Pakistan’s current account deficit has registered a sharp 75 percent decline in the first half of this fiscal year (FY20), mainly due to the trade deficit, which went down by 30.26% to $11.6 billion as compared to $16.7 billion last fiscal year.
According to the State Bank of Pakistan (SBP), the current account deficit narrowed down 75 percent to $2.153 billion in July-Dec of FY20. The deficit was $8.61 billion in the corresponding period of the previous fiscal year.
Comparing on a yearly basis for December, the deficit plunged 81% to $367 million for December 2019 compared to $1.88 billion in December 2018. The decrease was due to 20% YoY fall in total imports along with a 6% rise in exports.
According to analysts, improvement in goods trade deficit along with growth in exports has resulted in a massive reduction in the current account deficit this fiscal year. The major reason for the fall in the current account deficit was the sharp decline in the import bill.

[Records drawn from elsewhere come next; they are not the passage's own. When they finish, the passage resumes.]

Issue #388, opened 2020-08-30
Arg check `handler` in `dispatch(opts, handler)`


ronag:
Currently it is assumed that all handler methods are implemented and no check is done for whether e.g. `handler.onError` is a function.

Sirius79:
Hey! I would like to take this up if no one is working on it

ronag:
Go for it!

PR #473, opened 2020-11-05
add args checks for dispatch handler

Sirius79:
Fixes: #388

### DIFF
--- a/lib/core/client.js
+++ b/lib/core/client.js
@@ -227,6 +227,10 @@ class Client extends EventEmitter {
   }
 
   dispatch (opts, handler) {
+    if (typeof handler.onError !== 'function') {
+      throw new InvalidArgumentError('invalid onError method')
+    }
+
     try {
       const request = new Request(opts, handler)
       if (this[kDestroyed]) {
--- a/lib/core/client.js
+++ b/lib/core/client.js
@@ -227,10 +227,6 @@ class Client extends EventEmitter {
   }
 
   dispatch (opts, handler) {
-    if (typeof handler.onError !== 'function') {
-      throw new InvalidArgumentError('invalid onError method')
-    }
-
     try {
       const request = new Request(opts, handler)
       if (this[kDestroyed]) {
@@ -252,6 +248,10 @@ class Client extends EventEmitter {
         resume(this, true)
       }
     } catch (err) {
+      if (typeof handler.onError !== 'function') {
+        throw new InvalidArgumentError('invalid onError method')
+      }
+
       handler.onError(err)
     }
   }
--- a/lib/core/request.js
+++ b/lib/core/request.js
@@ -93,6 +93,26 @@ class Request {
       throw new InvalidArgumentError('headers must be an object or an array')
     }
 
+    if (typeof handler.onConnect !== 'function') {
+      throw new InvalidArgumentError('invalid onConnect method')
+    }
+
+    if (typeof handler.onHeaders !== 'function') {
+      throw new InvalidArgumentError('invalid onHeaders method')
+    }
+
+    if (typeof handler.onData !== 'function') {
+      throw new InvalidArgumentError('invalid onData method')
+    }
+
+    if (typeof handler.onComplete !== 'function') {
+      throw new InvalidArgumentError('invalid onComplete method')
+    }
+
+    if (typeof handler.onError !== 'function') {
+      throw new InvalidArgumentError('invalid onError method')
+    }
+
     this[kPaused] = null
     this[kHeadersTimeout] = headersTimeout != null ? headersTimeout : 30e3
     this[kBodyTimeout] = bodyTimeout != null ? bodyTimeout : 30e3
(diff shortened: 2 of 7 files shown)


Sirius79:
@ronag does this look like the right approach?

lib/core/client.js
```diff
@@ -227,6 +227,10 @@ class Client extends EventEmitter {
   }
 
   dispatch (opts, handler) {
+    if (typeof handler.onError !== 'function') {
+      throw new InvalidArgumentError('invalid onError method')
+    }
```
ronag, line 232: All handler methods are required.

lib/core/request.js
```diff
@@ -185,6 +201,10 @@ class Request {
     clearTimeout(this[kTimeout])
     this[kTimeout] = null
 
+    if (typeof this[kHandler].onComplete !== 'function') {
+      throw new InvalidArgumentError('invalid onComplete method')
+    }
+
     this[kHandler].onComplete(trailers)
   }
```
ronag, line 210: I don't think you need to check here. Just check in the request constructor.

ronag (changes requested):
Please put the check in the constructor and also try to avoid changing existing tests.

lib/core/request.js
Sirius79: Alright. I'll do the necessary changes and update the PR

Sirius79: So I have reverted the changes to the existing tests. But it seems like moving the check to the request constructor is breaking a few tests as some of the handlers don't have all the methods (like `onComplete` ).

Sirius79: @ronag I have updated the PR but I'm not sure how to proceed with the check in the request constructor. Can you please help here?

ronag: Put the checks in the constructor and fix the tests that fail due to missing handlers?

Sirius79: Okay. I was under the impression that it wasn't necessary for all the handler methods to be implemented. :sweat_smile:

mcollina (approved):
lgtm

lib/core/request.js
Sirius79: @ronag , it seems that @mcollina has already approved this. Are the changes to the constructor still required?

If yes, the failing tests would need a change in them. But as you suggested earlier, we should avoid changing existing tests. 

Also, I would like a bit more clarity. If I add it to the constructor, it would become mandatory to implement all the handler methods. Is this what is intended?

ronag: > Are the changes to the constructor still required?

Yes

> If yes, the failing tests would need a change in them. But as you suggested earlier, we should avoid changing existing tests.

Try to avoid but if it's necessary we should change them.

> Is this what is intended?

Yes

Sirius79: I have put the checks in the constructor and fixed the tests.

test/pool.js
```diff
@@ -425,6 +425,9 @@ test('pool dispatch', (t) => {
       },
       onComplete () {
         t.strictEqual(buf, 'asd')
+      },
+      onError (err) {
+        t.strictEqual(err.code, 'UND_ERR_INVALID_ARG')
```
ronag, line 430: This breaks the test. It's testing something different now.

test/pool.js
```diff
@@ -559,6 +562,9 @@ test('pool dispatch error', (t) => {
       },
       onComplete () {
         t.pass()
+      },
+      onError (err) {
+        t.strictEqual(err.code, 'UND_ERR_INVALID_ARG')
```
ronag, line 567: This breaks the test. It's testing something different now.

test/pool.js
```diff
@@ -613,6 +619,9 @@ test('pool request abort in queue', (t) => {
...
```
ronag, line 624: This breaks the test. It's testing something different now.

test/pool.js
```diff
@@ -656,6 +665,9 @@ test('pool stream abort in queue', (t) => {
...
```
ronag, line 670: This breaks the test. It's testing something different now.

test/pool.js
```diff
@@ -699,6 +711,9 @@ test('pool pipeline abort in queue', (t) => {
...
```
ronag, line 716: This breaks the test. It's testing something different now.

test/pool.js
Sirius79: Fixed this

test/pool.js
Sirius79: Fixed this

test/pool.js
Sirius79: Fixed this

test/pool.js
Sirius79: Fixed this

test/pool.js
Sirius79: Fixed this

ronag (approved):
lgtm, thanks!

”We need to use the current surplus as a cushion and shift focus on exports. Rising exports is the sole solution to our economic conundrum,” said Ossama Rizvi, an economic and geopolitical analyst.
The collective deficit of goods trade, services, and income stood at $14.732 billion in the first half of the current fiscal year versus $21 billion in the same period last fiscal year.
During the period under review, the deficit of the services sector decreased from $2.176 billion to $1.795 billion. The income sector’s deficit stood at $3.12 billion with $322 million inflows and $3.441 billion outflows. SBP believes that the current account balance is expected to improve due to more-than-expected contraction in imports.